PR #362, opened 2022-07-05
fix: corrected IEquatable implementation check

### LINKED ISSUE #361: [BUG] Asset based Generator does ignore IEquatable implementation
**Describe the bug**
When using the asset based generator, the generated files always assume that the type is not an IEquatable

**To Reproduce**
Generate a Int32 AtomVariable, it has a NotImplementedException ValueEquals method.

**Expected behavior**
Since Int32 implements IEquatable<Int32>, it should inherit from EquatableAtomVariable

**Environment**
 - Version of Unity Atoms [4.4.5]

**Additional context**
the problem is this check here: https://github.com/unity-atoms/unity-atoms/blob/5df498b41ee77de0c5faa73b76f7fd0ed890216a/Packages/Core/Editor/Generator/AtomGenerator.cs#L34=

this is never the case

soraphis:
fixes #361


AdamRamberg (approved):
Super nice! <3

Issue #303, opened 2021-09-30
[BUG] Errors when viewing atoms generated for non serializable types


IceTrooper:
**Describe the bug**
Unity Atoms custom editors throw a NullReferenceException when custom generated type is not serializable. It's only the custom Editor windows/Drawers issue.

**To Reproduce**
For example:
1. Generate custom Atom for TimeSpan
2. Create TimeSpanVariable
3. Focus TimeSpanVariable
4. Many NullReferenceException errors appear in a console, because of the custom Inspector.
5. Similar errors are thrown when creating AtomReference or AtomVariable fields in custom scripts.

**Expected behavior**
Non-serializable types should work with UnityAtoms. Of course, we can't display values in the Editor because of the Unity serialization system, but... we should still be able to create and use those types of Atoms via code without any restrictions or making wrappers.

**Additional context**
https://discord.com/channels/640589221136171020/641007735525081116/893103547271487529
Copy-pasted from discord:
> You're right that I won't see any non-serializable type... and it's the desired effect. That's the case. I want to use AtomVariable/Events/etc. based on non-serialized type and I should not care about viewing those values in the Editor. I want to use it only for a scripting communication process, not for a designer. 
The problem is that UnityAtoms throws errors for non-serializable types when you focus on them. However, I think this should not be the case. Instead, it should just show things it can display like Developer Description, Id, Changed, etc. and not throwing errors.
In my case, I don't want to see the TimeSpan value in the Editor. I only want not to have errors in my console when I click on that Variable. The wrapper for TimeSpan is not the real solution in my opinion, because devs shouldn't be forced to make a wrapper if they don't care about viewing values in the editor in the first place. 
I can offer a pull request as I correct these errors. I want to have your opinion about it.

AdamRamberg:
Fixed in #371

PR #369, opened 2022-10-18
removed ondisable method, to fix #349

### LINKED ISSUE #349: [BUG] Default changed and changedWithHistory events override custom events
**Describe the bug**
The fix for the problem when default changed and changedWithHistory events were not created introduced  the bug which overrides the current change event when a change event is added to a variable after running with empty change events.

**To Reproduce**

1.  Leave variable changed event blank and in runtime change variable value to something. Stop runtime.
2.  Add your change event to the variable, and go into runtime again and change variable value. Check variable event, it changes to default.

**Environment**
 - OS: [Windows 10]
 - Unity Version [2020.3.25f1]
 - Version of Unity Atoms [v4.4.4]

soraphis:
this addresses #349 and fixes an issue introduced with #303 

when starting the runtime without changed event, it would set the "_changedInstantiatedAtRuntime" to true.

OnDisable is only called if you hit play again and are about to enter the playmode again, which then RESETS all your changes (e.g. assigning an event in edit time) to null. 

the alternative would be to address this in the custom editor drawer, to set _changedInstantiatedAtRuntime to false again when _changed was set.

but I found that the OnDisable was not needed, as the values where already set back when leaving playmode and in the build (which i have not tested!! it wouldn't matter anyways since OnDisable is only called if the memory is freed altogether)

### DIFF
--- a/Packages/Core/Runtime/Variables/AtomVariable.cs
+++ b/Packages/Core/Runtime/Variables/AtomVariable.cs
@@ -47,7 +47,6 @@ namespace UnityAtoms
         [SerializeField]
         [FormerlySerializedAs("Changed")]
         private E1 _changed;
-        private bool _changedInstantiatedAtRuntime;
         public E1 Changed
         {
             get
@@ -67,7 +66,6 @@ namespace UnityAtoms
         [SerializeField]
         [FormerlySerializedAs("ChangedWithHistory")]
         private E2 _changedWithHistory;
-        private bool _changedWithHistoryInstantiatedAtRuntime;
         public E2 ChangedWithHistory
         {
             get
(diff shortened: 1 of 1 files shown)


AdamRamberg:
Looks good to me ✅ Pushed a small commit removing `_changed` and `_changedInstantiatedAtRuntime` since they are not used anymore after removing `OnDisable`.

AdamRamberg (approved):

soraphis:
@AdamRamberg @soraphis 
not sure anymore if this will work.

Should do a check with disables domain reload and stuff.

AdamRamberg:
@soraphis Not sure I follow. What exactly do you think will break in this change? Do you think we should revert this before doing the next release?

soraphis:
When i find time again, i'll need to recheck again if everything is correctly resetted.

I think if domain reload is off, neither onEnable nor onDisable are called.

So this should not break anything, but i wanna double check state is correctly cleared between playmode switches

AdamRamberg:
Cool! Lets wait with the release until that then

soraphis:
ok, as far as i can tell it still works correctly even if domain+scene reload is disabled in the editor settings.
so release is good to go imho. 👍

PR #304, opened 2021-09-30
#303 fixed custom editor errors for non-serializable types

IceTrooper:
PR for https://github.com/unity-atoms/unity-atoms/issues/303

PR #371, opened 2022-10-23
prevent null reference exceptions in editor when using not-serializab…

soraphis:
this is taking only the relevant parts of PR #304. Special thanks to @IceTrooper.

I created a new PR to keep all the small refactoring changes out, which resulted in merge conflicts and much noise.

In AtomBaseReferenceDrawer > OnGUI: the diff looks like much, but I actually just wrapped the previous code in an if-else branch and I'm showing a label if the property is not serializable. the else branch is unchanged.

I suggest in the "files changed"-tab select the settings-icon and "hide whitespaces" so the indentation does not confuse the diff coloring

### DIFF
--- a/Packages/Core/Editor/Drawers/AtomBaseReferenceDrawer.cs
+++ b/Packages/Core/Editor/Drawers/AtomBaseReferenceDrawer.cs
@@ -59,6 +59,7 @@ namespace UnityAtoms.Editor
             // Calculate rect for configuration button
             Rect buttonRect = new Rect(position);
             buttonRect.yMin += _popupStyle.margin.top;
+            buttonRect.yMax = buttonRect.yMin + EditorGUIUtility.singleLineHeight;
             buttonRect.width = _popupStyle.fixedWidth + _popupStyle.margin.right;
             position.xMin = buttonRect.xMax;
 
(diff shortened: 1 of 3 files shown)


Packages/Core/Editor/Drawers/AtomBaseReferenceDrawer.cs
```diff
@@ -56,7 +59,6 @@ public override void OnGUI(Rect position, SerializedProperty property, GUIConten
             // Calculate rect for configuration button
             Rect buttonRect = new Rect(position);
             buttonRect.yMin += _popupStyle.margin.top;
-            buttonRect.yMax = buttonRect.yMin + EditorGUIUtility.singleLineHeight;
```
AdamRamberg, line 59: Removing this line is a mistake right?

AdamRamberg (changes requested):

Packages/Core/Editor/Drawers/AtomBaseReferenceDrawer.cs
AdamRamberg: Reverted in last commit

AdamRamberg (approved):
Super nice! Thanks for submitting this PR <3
——
_Work request_
Wherever a line in the data above holds "Version", copy that line.

_Answer to the problem_
 - Version of Unity Atoms [4.4.5]
 - Unity Version [2020.3.25f1]
 - Version of Unity Atoms [v4.4.4]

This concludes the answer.